▶ MATERIAL SUPPLIED
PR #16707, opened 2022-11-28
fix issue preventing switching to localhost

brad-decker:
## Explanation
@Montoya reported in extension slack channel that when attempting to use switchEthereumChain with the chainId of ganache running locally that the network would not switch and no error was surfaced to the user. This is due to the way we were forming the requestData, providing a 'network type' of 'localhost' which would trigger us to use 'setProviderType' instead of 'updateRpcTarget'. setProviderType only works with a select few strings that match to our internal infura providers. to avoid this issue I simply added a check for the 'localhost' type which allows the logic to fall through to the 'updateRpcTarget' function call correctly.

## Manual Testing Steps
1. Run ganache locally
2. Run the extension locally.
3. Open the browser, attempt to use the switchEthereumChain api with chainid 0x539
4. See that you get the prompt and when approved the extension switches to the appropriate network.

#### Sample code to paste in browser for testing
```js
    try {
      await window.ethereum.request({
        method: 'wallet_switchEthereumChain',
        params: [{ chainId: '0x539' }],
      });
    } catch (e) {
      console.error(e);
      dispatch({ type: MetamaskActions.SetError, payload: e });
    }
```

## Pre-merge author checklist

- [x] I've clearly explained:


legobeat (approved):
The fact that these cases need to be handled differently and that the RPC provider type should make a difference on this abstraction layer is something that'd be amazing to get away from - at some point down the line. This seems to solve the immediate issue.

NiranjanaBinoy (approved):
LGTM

▶ EXERCISE
Above this instruction are the records; retype exactly the lines from the one containing "1. Run ganache locally" up to and including the one containing "4. See that".

▶ EXERCISE OUTPUT
1. Run ganache locally
2. Run the extension locally.
3. Open the browser, attempt to use the switchEthereumChain api with chainid 0x539
4. See that you get the prompt and when approved the extension switches to the appropriate network.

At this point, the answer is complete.